▶ _THE PROBLEM_
Look through the entries for the string "parent", and copy each line that holds it.

Collected data entries:
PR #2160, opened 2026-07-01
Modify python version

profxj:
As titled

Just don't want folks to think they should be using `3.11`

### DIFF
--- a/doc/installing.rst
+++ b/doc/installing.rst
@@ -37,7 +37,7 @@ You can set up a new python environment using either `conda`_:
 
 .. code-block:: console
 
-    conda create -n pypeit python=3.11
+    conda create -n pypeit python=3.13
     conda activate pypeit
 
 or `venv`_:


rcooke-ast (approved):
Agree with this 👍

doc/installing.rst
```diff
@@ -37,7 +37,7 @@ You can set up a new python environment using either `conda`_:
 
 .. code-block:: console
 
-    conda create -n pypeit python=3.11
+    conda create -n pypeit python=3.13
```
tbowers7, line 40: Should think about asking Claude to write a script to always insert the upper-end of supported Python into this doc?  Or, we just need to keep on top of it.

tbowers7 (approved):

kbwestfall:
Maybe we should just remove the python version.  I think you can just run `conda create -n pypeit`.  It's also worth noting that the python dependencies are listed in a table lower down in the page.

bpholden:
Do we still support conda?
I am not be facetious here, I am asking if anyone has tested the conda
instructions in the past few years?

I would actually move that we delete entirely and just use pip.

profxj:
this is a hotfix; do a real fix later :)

--

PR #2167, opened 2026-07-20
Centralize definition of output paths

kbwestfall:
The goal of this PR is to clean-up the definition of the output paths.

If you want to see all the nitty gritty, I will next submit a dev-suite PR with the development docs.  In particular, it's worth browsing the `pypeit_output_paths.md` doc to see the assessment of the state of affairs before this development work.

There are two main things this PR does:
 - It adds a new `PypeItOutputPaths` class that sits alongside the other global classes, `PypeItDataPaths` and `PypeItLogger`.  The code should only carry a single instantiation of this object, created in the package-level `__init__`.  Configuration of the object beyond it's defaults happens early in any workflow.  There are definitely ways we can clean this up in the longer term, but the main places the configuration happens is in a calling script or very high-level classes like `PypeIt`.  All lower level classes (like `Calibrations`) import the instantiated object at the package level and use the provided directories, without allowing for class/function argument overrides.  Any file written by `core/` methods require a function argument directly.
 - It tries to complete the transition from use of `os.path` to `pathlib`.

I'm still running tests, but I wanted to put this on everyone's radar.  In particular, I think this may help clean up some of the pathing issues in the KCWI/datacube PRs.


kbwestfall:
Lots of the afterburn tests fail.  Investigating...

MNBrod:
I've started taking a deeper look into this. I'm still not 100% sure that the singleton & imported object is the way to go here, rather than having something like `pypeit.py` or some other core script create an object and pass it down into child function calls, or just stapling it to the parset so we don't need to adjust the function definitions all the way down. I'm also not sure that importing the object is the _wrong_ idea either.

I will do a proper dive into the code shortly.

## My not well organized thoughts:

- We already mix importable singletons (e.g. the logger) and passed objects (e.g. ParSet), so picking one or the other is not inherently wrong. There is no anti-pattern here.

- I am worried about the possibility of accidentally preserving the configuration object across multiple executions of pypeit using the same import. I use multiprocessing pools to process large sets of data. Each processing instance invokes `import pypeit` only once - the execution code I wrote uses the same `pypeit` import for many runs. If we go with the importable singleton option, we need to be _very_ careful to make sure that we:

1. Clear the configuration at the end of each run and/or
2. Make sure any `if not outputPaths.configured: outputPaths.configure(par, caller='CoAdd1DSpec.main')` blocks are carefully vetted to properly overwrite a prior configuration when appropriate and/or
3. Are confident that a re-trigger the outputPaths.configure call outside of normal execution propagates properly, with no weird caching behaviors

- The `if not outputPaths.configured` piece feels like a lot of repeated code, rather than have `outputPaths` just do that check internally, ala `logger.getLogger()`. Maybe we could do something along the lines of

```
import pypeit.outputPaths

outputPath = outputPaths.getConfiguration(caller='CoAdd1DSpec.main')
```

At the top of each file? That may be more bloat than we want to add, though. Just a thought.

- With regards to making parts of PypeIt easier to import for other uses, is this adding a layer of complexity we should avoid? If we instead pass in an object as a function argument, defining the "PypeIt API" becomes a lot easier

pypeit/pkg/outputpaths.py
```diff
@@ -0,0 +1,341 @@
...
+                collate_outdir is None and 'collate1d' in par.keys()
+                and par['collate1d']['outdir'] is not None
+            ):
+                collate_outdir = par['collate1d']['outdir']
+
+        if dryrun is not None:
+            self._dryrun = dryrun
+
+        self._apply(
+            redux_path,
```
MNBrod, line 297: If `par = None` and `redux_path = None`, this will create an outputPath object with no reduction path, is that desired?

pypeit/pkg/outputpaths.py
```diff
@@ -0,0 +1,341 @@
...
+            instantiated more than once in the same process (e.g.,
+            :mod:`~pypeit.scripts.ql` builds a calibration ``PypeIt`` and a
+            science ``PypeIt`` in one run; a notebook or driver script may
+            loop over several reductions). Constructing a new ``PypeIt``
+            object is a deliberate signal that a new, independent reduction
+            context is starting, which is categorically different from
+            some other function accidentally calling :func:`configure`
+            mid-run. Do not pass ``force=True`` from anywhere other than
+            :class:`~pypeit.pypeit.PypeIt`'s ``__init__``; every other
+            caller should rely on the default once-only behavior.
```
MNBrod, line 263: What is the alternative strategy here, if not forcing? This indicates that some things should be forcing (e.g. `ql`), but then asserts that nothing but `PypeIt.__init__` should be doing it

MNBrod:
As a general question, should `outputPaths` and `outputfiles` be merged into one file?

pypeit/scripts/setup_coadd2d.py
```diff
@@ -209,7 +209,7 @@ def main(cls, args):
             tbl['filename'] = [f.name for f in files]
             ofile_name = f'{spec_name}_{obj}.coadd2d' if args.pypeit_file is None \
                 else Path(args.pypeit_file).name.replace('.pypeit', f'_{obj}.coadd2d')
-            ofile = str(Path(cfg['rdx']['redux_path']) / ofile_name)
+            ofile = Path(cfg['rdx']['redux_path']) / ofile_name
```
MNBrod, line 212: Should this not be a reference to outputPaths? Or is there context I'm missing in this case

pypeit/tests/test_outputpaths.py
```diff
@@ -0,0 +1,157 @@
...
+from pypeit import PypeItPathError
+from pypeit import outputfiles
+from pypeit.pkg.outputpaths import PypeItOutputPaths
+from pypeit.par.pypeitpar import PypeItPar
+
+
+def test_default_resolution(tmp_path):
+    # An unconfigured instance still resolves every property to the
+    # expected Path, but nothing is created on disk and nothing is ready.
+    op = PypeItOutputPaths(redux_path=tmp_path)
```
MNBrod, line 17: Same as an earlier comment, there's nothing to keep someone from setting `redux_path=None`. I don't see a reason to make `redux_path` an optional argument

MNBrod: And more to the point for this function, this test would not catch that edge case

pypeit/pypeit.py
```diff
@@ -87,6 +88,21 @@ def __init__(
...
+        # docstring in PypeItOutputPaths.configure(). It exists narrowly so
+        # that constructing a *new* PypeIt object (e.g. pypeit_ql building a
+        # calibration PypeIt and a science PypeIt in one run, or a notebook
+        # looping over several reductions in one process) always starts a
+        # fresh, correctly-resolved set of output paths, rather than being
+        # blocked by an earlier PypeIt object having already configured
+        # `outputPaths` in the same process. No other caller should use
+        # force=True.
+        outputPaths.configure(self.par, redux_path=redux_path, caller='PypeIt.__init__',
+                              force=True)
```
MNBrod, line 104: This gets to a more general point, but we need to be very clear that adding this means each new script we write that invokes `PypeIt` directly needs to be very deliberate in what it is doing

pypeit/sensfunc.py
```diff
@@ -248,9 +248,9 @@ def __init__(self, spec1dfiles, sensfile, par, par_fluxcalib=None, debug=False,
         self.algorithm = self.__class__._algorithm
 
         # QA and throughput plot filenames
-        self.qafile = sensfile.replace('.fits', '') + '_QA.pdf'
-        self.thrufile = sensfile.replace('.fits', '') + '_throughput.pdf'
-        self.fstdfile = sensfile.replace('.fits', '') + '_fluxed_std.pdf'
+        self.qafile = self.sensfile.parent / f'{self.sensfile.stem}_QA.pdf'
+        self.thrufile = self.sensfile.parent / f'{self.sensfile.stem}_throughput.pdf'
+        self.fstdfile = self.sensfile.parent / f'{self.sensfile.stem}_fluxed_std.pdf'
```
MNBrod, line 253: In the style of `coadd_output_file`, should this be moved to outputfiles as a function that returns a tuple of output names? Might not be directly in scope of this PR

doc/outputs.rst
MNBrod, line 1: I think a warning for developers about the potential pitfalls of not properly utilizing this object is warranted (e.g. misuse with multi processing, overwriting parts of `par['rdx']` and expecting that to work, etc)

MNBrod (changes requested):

--

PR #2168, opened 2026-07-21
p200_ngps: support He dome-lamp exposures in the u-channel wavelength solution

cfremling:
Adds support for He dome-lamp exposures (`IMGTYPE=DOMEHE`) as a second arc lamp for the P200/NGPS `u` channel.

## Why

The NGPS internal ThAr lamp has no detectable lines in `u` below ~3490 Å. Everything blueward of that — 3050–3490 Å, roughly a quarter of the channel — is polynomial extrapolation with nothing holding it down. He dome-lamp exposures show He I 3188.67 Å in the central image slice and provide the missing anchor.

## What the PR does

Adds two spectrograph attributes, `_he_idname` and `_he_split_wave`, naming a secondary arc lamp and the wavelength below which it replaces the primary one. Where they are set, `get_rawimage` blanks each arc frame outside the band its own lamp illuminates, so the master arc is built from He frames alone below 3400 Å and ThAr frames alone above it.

▶ _EXERCISE RESULT_
+        self.qafile = self.sensfile.parent / f'{self.sensfile.stem}_QA.pdf'
+        self.thrufile = self.sensfile.parent / f'{self.sensfile.stem}_throughput.pdf'
+        self.fstdfile = self.sensfile.parent / f'{self.sensfile.stem}_fluxed_std.pdf'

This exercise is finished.